• GIVEN RECORDS:

PR #71054, opened 2026-08-04
Reject serde-reserved keys in HITL params_input

### LINKED ISSUE #71036: HITL responses with serde-reserved keys in params_input cannot be resumed or resubmitted
### What happened

`airflow.sdk.serde.serialize` refuses any dict carrying its reserved keys (`__classname__`, `__schema_id__`) at any depth. The Human-in-the-loop route stores `params_input` verbatim, with no validation of the key names, so a response whose params contain such a key cannot be serialized when the task is resumed.

Since apache/airflow#70685, `handle_event_submit` no longer raises in that situation — it routes the task instance to `__fail__` so a worker fails it normally, instead of aborting the caller. That is the right trade for the triggerer and the scheduler sweep, where a raise previously wedged an entire batch or caused a poison event to be redelivered indefinitely. It is a regression for this one HITL path:

- **Before:** the request 500s, nothing is recorded, and the user can correct the params and resubmit.
- **After:** the response is recorded, the task is routed to `__fail__`, the route answers `200`, and the `response_received` guard turns a corrected resubmission into a `409`.

The user is left unable to retry a response that was effectively discarded, and the `200` gives them no indication that anything went wrong.

### What needs doing

Validate on the write side, next to the existing option checks in `airflow/api_fastapi/core_api/routes/public/hitl.py`: reject `params_input` containing serde-reserved keys with a `400`, so the request never reaches a state that cannot be resumed. Validating what is accepted is preferable to compensating after it has been stored.

Optionally, the route could also detect the discarded case after the fact — `handle_event_submit` leaves `next_method == TRIGGER_FAIL_REPR` on a task instance it could not resume, which is how the scheduler sweep now distinguishes that outcome — and answer with something other than `200`. That changes a public endpoint's response, so it wants its own discussion.

### Acceptance criteria

- A HITL response whose `params_input` contains `__classname__` or `__schema_id__` is rejected with `400` at submission time.
- The task instance stays in `AWAITING_INPUT` and the user can resubmit a corrected response.
- Test coverage for the rejection and for the resubmission remaining possible.

Raised in review of apache/airflow#70685.

---

haseebmalik18:
A HITL response whose `params_input` contains a serde-reserved key (`__classname__` or `__id__`) cannot be serialized when the task resumes. Today the response is silently discarded and the user has no way to resubmit a corrected one.

This validates `params_input` when the response is submitted and returns a 400 if it carries one of those keys, before anything is written. The task stays in `AWAITING_INPUT`, so the user can fix the input and resubmit.

Only the public HITL route needs this. The execution API route builds its `params_input` from trusted operator code rather than user input, so it is left as is.

closes: #71036


amoghrajesh:
This doesn't have to be in 3.3.1, but if we are comfortable (cc @Lee-W) we can consider it.

airflow-core/tests/unit/api_fastapi/core_api/routes/public/test_hitl.py
```diff
@@ -408,6 +409,75 @@ def test_should_respond_400_for_invalid_option(
         assert response.status_code == 400
         assert "Invalid options" in response.json()["detail"]
 
+    @pytest.mark.usefixtures("sample_hitl_detail")
+    @pytest.mark.parametrize("reserved_key", [CLASSNAME, SCHEMA_ID])
```
Lee-W: it's easy to miss if we add another reserved_key. let's make it a `_variable` in `airflow-core/src/airflow/api_fastapi/core_api/routes/public/hitl.py` so that we can just import it here. also worth mention this change in the doc

Lee-W:
A few nitpicks, but overall this looks good. I also don't think it's worth blocking the 3.3.1 release.

vatsrahul1001:
Moved to 3.3.2

haseebmalik18:
@Lee-W Applied changes left from review

airflow-core/src/airflow/api_fastapi/core_api/routes/public/hitl.py
```diff
@@ -80,6 +82,27 @@
 log = structlog.get_logger(__name__)
 
 
+# Keys that ``serde.serialize`` refuses at any depth. A ``params_input`` carrying one could not be
```
jason810496, line 85: IMO, we should follow the convetion in XCom and validate at the data model layer:

https://github.com/apache/airflow/blob/9a85faa9c55b907bd105ee41567bb7d55dab9f31/airflow-core/src/airflow/api_fastapi/core_api/datamodels/xcom.py#L87-L119

https://github.com/apache/airflow/blob/9a85faa9c55b907bd105ee41567bb7d55dab9f31/shared/serialization/src/airflow_shared/serialization/__init__.py#L20-L44

jason810496 (commented):
Thanks for fixing this.

airflow-core/src/airflow/api_fastapi/core_api/routes/public/hitl.py
haseebmalik18: Good point, thanks! Only thing: XCom's validator raises `ValueError` so it comes back as 422, but the issue asks for 400 here? This route already does its option checks with `HTTPException(400)`, so I matched that. Would you still want it at the datamodel layer even if it becomes 422?

I also kept the keys to just `__classname__`/`__id__` (what serialize actually rejects) instead of the full `FORBIDDEN_XCOM_KEYS`, since the wider set would reject valid things like `{"__version__": 1}`. What do you think?

haseebmalik18: @jason810496 Following up

jason810496: Sorry for the late reply. Yes, it's fine to make it 422 status code as both 400 and 422 are valid the this use case.

jason810496 (commented):
Additionally, we could introduce a common function to handle at both side.

vatsrahul1001:
LGTM! @Lee-W can you review this again?

jason810496 (commented):
I prefer to move this to 3.3.3 milestone since the https://github.com/apache/airflow/pull/71054#discussion_r3726472209 comment hasn't be addressed.

haseebmalik18:
Addressed the comments

airflow-core/docs/tutorial/hitl.rst
```diff
@@ -221,6 +221,12 @@ calls involved (``~`` works as a wildcard for ``dag_id`` and ``dag_run_id``):
     PATCH /api/v2/dags/{dag_id}/dagRuns/{dag_run_id}/taskInstances/{task_id}/{map_index}/hitlDetails
     {"chosen_options": ["Approve"], "params_input": {}}
 
+.. note::
+
+    Keys in ``params_input`` may not be Airflow's reserved serialization keys (``__classname__`` or
```
jason810496:
```suggestion
    Keys in ``params_input`` must not be Airflow's reserved serialization keys (``__classname__`` or
```

jason810496:
```suggestion
    Keys in ``params_input`` must not be Airflow's reserved serialization keys (``__classname__`` or
```

airflow-core/src/airflow/api_fastapi/core_api/datamodels/common.py
```diff
@@ -32,6 +34,56 @@
 
 log = logging.getLogger(__name__)
 
+
+def find_reserved_keys(
+    value: Any,
+    reserved_keys: Collection[str],
```
jason810496: Let's use `FORBIDDEN_XCOM_KEYS` for this function and no need to introduce the `SERDE_RESERVED_DICT_KEYS`. Since `FORBIDDEN_XCOM_KEYS` is wider than the `SERDE_RESERVED_DICT_KEYS`.
```suggestion
```

airflow-core/src/airflow/api_fastapi/core_api/datamodels/common.py
```diff
@@ -32,6 +34,56 @@
...
+        if isinstance(obj, str):
+            if not decode_json_strings:
+                return None
+            try:
+                decoded = json.loads(obj)
+            except (ValueError, TypeError):
+                return None
+            return walk(decoded, path) if isinstance(decoded, (dict, list)) else None
+        if isinstance(obj, Mapping):
+            found = reserved & obj.keys()
```
jason810496:
```suggestion
    def walk(obj: Any, path: str) -> tuple[str, list[str]] | None:
        if isinstance(obj, str):
            if not decode_json_strings:
                return None
            try:
                decoded = json.loads(obj)
            except (ValueError, TypeError):
                return None
            return walk(decoded, path) if isinstance(decoded, (dict, list)) else None
        if isinstance(obj, Mapping):
            found = FORBIDDEN_XCOM_KEYS & obj.keys()
```

shared/serialization/src/airflow_shared/serialization/__init__.py
```diff
@@ -42,6 +42,11 @@
     }
 )
 
+# serde.serialize refuses to serialize a dict that contains either of these keys. This is narrower
+# than FORBIDDEN_XCOM_KEYS above, which also blocks keys that only matter when XCom reads a value
+# back and decodes it into an object.
+SERDE_RESERVED_DICT_KEYS = frozenset({CLASSNAME, SCHEMA_ID})
+
```
jason810496:
```suggestion
```

airflow-core/src/airflow/api_fastapi/core_api/datamodels/hitl.py
```diff
@@ -33,6 +35,21 @@ class UpdateHITLDetailPayload(BaseModel):
     chosen_options: list[str] = Field(min_length=1)
     params_input: Mapping = Field(default_factory=dict)
 
+    @field_validator("params_input")
+    @classmethod
+    def _check_serde_reserved_keys(cls, params_input: Mapping) -> Mapping:
+        # serde.serialize refuses these keys, and it only runs once the task resumes, long after the
+        # response was stored and the request returned. Reject it here instead, while the user can
+        # still correct the input and resubmit.
+        found = find_reserved_keys(params_input, SERDE_RESERVED_DICT_KEYS, root="params_input")
```
jason810496: Then please remember to update this downstream function.

jason810496 (commented):
LGTM once these comments be addressed, thanks.

haseebmalik18:
Addressed review comments

jason810496 (approved):
LGTM now, thanks for the update.

henry3260 (approved):
looks good!!

henry3260:
nit: This docstring also cites the old method (‎`_walk`)

https://github.com/apache/airflow/blob/0bac61574a5b6f49ae930304298650e3c94681e9/airflow-core/tests/unit/api_fastapi/core_api/routes/public/test_xcom.py#L867-L870

haseebmalik18:
Fixed stale reference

• DIRECTIONS FOR THIS TASK:
Check each line of the material for the string "list" and say how many lines have it. Give the number only.

• SOLUTION TO THIS EXERCISE:
4